# Assigned task
Please write out every record below exactly as it stands.

# Information shown
PR #85447, opened 2022-03-29
Disable dynamic mapping in Stack Monitoring index templates

miltonhultgren:
This aligns the new Metricbeat templates with the settings found in the older
internal collection templates. By disabling dynamic mapping we avoid the
possible field explosion that can happen for example when there are lots of
nodes in the Elasticsearch cluster stats response which could easily blow past
the 2 000 field limit.

This commit also adds the missing ILM policy to the Enterprise search mappings.

### DIFF
--- a/x-pack/plugin/core/src/main/resources/monitoring-beats-mb.json
+++ b/x-pack/plugin/core/src/main/resources/monitoring-beats-mb.json
@@ -3,6 +3,7 @@
   "version": ${xpack.stack.monitoring.template.release.version},
   "template": {
     "mappings": {
+      "dynamic": false,
       "properties": {
         "beat": {
           "properties": {
@@ -2237,6 +2238,7 @@
       }
     },
     "settings": {
+      "index.mapping.total_fields.limit": 2000,
       "index.lifecycle.name": "${xpack.stack.monitoring.policy.name}"
     }
   },
--- a/x-pack/plugin/core/src/main/resources/monitoring-ent-search-mb.json
+++ b/x-pack/plugin/core/src/main/resources/monitoring-ent-search-mb.json
@@ -7,6 +7,7 @@
   },
   "template": {
     "mappings": {
+      "dynamic": false,
       "properties": {
         "enterprisesearch": {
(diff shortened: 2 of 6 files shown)


miltonhultgren:
@elastic/infra-monitoring-ui

miltonhultgren:
Feedback/help on how to label this is very welcome!

carlosdelest:
LGTM on the enterprise-search side 👍

jbaiera (approved):
The change LGTM

Had a question regarding the root of the issue:

> By disabling dynamic mapping we avoid the
possible field explosion that can happen for example when there are lots of
nodes in the Elasticsearch cluster stats response which could easily blow past
the 2 000 field limit.

Should this possibility for field explosion also be addressed on the Metricbeat side of things?

miltonhultgren:
@jbaiera Indeed, I suspect Metricbeat has had this possibility for field explosion all along since the large template it uses has dynamic mapping enabled. It does use a 10 000 field limit (to allow for mapping multiple modules) which makes it less likely to notice, in addition users must enable the `cluster_stats` metricset and set `scope: cluster` in their config for this data to get ingested. 

We'll look into disabling dynamic mapping for our modules in the Metricbeat mapping!

dakrone:
@miltonhultgren since this is a bug fix, should this be backported to the 8.1 branch also?

miltonhultgren:
@jbaiera Can this still be backported to 8.1.X? I see in the release schedule that both feature freeze and build candidate dates have passed for 8.1.2, will there be a 8.1.3?

jbaiera:
From what I can tell there is no 8.1.3 planned before 8.2 is released, so I don't know if this is vital to get into the 8.1 line. That said, if there is an emergency release for some reason it would get picked up in it if it were present.

dakrone:
Yep you're right, no 8.1.3, so it doesn't make sense to backport this to 8.1, however, this is marked as `v8.2.0` though it targets master (which is 8.3), so it *should* be backported to the 8.2 branch, because there are more releases planned there.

# Completed task
PR #85447, opened 2022-03-29
Disable dynamic mapping in Stack Monitoring index templates

miltonhultgren:
This aligns the new Metricbeat templates with the settings found in the older
internal collection templates. By disabling dynamic mapping we avoid the
possible field explosion that can happen for example when there are lots of
nodes in the Elasticsearch cluster stats response which could easily blow past
the 2 000 field limit.

This commit also adds the missing ILM policy to the Enterprise search mappings.

### DIFF
--- a/x-pack/plugin/core/src/main/resources/monitoring-beats-mb.json
+++ b/x-pack/plugin/core/src/main/resources/monitoring-beats-mb.json
@@ -3,6 +3,7 @@
   "version": ${xpack.stack.monitoring.template.release.version},
   "template": {
     "mappings": {
+      "dynamic": false,
       "properties": {
         "beat": {
           "properties": {
@@ -2237,6 +2238,7 @@
       }
     },
     "settings": {
+      "index.mapping.total_fields.limit": 2000,
       "index.lifecycle.name": "${xpack.stack.monitoring.policy.name}"
     }
   },
--- a/x-pack/plugin/core/src/main/resources/monitoring-ent-search-mb.json
+++ b/x-pack/plugin/core/src/main/resources/monitoring-ent-search-mb.json
@@ -7,6 +7,7 @@
   },
   "template": {
     "mappings": {
+      "dynamic": false,
       "properties": {
         "enterprisesearch": {
(diff shortened: 2 of 6 files shown)


miltonhultgren:
@elastic/infra-monitoring-ui

miltonhultgren:
Feedback/help on how to label this is very welcome!

carlosdelest:
LGTM on the enterprise-search side 👍

jbaiera (approved):
The change LGTM

Had a question regarding the root of the issue:

> By disabling dynamic mapping we avoid the
possible field explosion that can happen for example when there are lots of
nodes in the Elasticsearch cluster stats response which could easily blow past
the 2 000 field limit.

Should this possibility for field explosion also be addressed on the Metricbeat side of things?

miltonhultgren:
@jbaiera Indeed, I suspect Metricbeat has had this possibility for field explosion all along since the large template it uses has dynamic mapping enabled. It does use a 10 000 field limit (to allow for mapping multiple modules) which makes it less likely to notice, in addition users must enable the `cluster_stats` metricset and set `scope: cluster` in their config for this data to get ingested. 

We'll look into disabling dynamic mapping for our modules in the Metricbeat mapping!

dakrone:
@miltonhultgren since this is a bug fix, should this be backported to the 8.1 branch also?

miltonhultgren:
@jbaiera Can this still be backported to 8.1.X? I see in the release schedule that both feature freeze and build candidate dates have passed for 8.1.2, will there be a 8.1.3?

jbaiera:
From what I can tell there is no 8.1.3 planned before 8.2 is released, so I don't know if this is vital to get into the 8.1 line. That said, if there is an emergency release for some reason it would get picked up in it if it were present.

dakrone:
Yep you're right, no 8.1.3, so it doesn't make sense to backport this to 8.1, however, this is marked as `v8.2.0` though it targets master (which is 8.3), so it *should* be backported to the 8.2 branch, because there are more releases planned there.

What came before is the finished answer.